If i have a sum which needs a computed value i would like to compute it beforehand and store it in a variable (ex. $k$). When calculating the sum, $k$ is not $i_{max}$ but $\{i_1,i_2,...\}$:

f[{_}] = 2.;
f[n_] := f[n] = (
   k = Union[Select[n, # > 1 &]];
   f[Drop[n, 1]]
     + If[k == {}, 0., 
        Sum[Count[n, i]
         *f[Join[DeleteCases[n, i, 1, 1], i - 1]], {i, k}]])

f[{1, 2, 2, 3, 3, 3}]
Out=1368.

But this output is not what i intended to generate and i assume it's because a recursive step is computed every time it is encountered, overwriting $k$ every time.

The correct computation would be:

g[{_}] = 2.;
g[n_] := g[n] = (
   g[Drop[n, 1]]
     + If[Union[Select[n, # > 1 &]] == {}, 0., 
        Sum[Count[n, i]
         *g[Join[DeleteCases[n, i, 1, 1], i - 1]], {i, Union[Select[n, # > 1 &]]}]])

g[{1, 2, 2, 3, 3, 3}]
Out=2640.

The computation of the function $f$ is however much faster then $g$, so i'm wondering if it's possible to first gather all recursions needed before computing them, so computing $k$ once in each recursion would be enough.

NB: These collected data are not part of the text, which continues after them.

PR #230, opened 2024-04-18
fix(ID-4264): fixed updating DS order definition when column was removed or renamed

dwfliplet:
https://weboo.atlassian.net/browse/ID-4264


armine-fliplet (approved):
LGTM :+1:

simonchapman1986 (approved):
Risk: medium
Affected: datasources
Verify: order def when column removed/renamed

PR #272, opened 2026-07-03
fix(PR-9): commit only changed rows from the Data Source Manager

zeryabkhan91:
## Summary
The Data Source Manager re-sent **every visible row** to `POST /commit` on every save — even with no changes — defeating the goal of PR-9. `getCommitPayload` compared the **whole entry** with `_.isEqual`, but the two sides are produced by different pipelines:

- `table.getData()` re-derives `order` as the **visual row index** and re-parses cell types (a stored number `30` comes back as the string `"30"`).
- The cached original held the **raw stored `order`** and raw types.

So an unchanged row never compared equal and was flagged as an update. This fixes it by comparing **normalized data content + position**, and caching the original `order` in the same visual-index coordinate `getData()` uses.

Fixes [PR-9](https://weboo.atlassian.net/browse/PR-9)

## Changes (all in `js/interface.js`)
- `cacheOriginalEntries` now caches `order` as the visual row index (matches `getData()`).
- New `normalizeValue` / `normalizeData` / `hasEntryChanged` helpers: scalar values coerced to strings, blanks dropped, keys sorted.
- `getCommitPayload` uses `hasEntryChanged()` (data content **or** position) instead of `_.isEqual(entry, original)`.

## Acceptance criteria
- [x] No-change save sends **0 rows** — `hasEntryChanged()` returns false when normalized data and order match
- [x] Number/string round-trip (`30` vs `"30"`) not flagged as a change
- [x] Blank cell `""` vs absent column not flagged (truthy-empty trap)
- [x] Reorder still persisted (moved rows detected via position)
- [x] Insert / update / delete behaviour unchanged

## Test plan
- [ ] Open a DS, **Save with no edits** → Network tab: `POST …/commit` body has `entries: []` (before: all rows sent)
- [ ] Edit one cell → exactly that row sent; drag-reorder rows → only moved rows sent
- [ ] A DS with numeric / boolean / blank cells → not falsely re-sent
- [ ] A DS whose stored `order` is non-sequential (imported / API-inserted) → no-change save sends `entries: []`

## Verification
- **No automated coverage on this branch** — `production` has no jest harness (`pagination.js` + tests were added by PS-1781, which is only on `master`). The pure diff logic was validated with a standalone script over 9 scenarios (no-change, type-coercion, boolean, empty/null, real change, cleared cell, reorder, key-order); all pass, and the old `_.isEqual` path was confirmed to flag the `30` vs `"30"` case. **Needs a manual QA pass** per the test plan.
- Lint: no new errors (`js/interface.js` has one pre-existing parse error on an unrelated arrow function, present on `production` before this change).

## Note on branches
This targets the `production` line (base `projects/PR-9`, cut from `production`), which does **not** contain PS-1781 pagination. The equivalent fix for the `master`/pagination line lives in `js/pagination.js` (PR #271). Both lines carry this bug in different forms and will need reconciliation when PS-1781 releases to production.

[PR-9]: https://weboo.atlassian.net/browse/PR-9?atlOrigin=eyJpIjoiNWRkNTljNzYxNjVmNDY3MDlhMDU5Y2ZhYzA5YTRkZjUiLCJwIjoiZ2l0aHViLWNvbS1KU1cifQ

### DIFF
--- a/js/interface.js
+++ b/js/interface.js
@@ -628,6 +628,28 @@ function removeEmptyColumnsInEntries(entries, emptyColumns) {
 }
 
 /**
+ * Serialise a value with object keys sorted at every depth, so two structurally
+ * equal objects/arrays always produce the same string regardless of key order.
+ * Plain JSON.stringify is key-order sensitive, which would spuriously re-commit a
+ * JSON/object cell whose keys came back from the grid in a different order.
+ * @param {*} value - Value to serialise
+ * @returns {String} Stable JSON serialisation
+ */
+function stableStringify(value) {
+  if (value === null || typeof value !== 'object') {
+    return JSON.stringify(value);
+  }
+
+  if (Array.isArray(value)) {
+    return '[' + value.map(stableStringify).join(',') + ']';
+  }
+
+  return '{' + Object.keys(value).sort().map(function(key) {
+    return JSON.stringify(key) + ':' + stableStringify(value[key]);
+  }).join(',') + '}';
+}
+
+/**
  * Normalise a single cell value for change-detection.
  * The spreadsheet round-trips every value through a text grid (getData +
  * parseCellValue), so a number stored as 30 comes back as the string "30",
@@ -642,9 +664,9 @@ function normalizeValue(value) {
     return '';
   }
 
-  // Arrays/objects: compare structurally via a stable serialisation
+  // Objects/arrays: compare structurally via a key-order-stable serialisation
   if (typeof value === 'object') {
-    return JSON.stringify(value);
+    return stableStringify(value);
   }
 
   return String(value);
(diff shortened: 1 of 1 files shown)


zeryabkhan91:
Addressed the two review findings in ee33263:

**Finding 1 (nested object/array key order)** — `normalizeValue` now serialises object/array cells via a new `stableStringify` that sorts object keys **at every depth** (arrays keep their order, since order is meaningful there). A JSON/object column whose nested keys come back from the grid in a different order is no longer spuriously re-committed — the residual false-positive is closed, not just documented.

**Finding 2 (dead `.sort()`)** — removed the top-level `Object.keys().sort()` in `normalizeData`; `hasEntryChanged` compares the maps with `_.isEqual`, which is already key-order-insensitive.

Re-validated the pure logic with the standalone script (now 10 scenarios incl. nested-key-order-irrelevant, nested-real-change, array-order-matters) — all pass; lint unchanged (only the pre-existing unrelated parse error). Per the review, QA should still exercise a **JSON/object column** alongside the non-sequential-`order` / numeric / blank / reorder rows.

Edit: I decided to upload my original code as it is not too complex. The goal is to compute a theoretical distribution for Runs-up-and-down:

edit[r_, del_, add_] := edit[r, del, add] = 
  If[Min[Count[r, #1] - #2 & @@@ Tally[del]] < 0, {}, 
    Sort[Join[Fold[DeleteCases[##, 1, 1] &, r, del], add]]]

h[{}] = 0.;
h[{_}] = 2.;
h[r_] := h[r] = (
   2*h[edit[r, {1}, {}]]
    + If[Union[Select[r, # > 1 &]] == {}, 0., 
     Sum[(Count[r, i - 1] + 1)*h[edit[r, {i}, {i - 1}]], {i, 
       Union[Select[r, # > 1 &]]}]]
    + Sum[(Count[r, i + j] + 1)*h[edit[r, {1, i, j}, {i + j}]], {i, 
      Union[r]}, {j, Union[r]}])

n = 31; 
dist = Flatten[
List /@ Plus @@@ 
  Map[h, GatherBy[Sort /@ IntegerPartitions[n - 1], 
    Length], {2}]]/n! // AbsoluteTiming

The computation takes about 25 seconds on my (slow) Notebook. By storing Union[Select[r, # > 1 &]] and Union[r] into variables, the computation only took 17 seconds but delivered wrong results.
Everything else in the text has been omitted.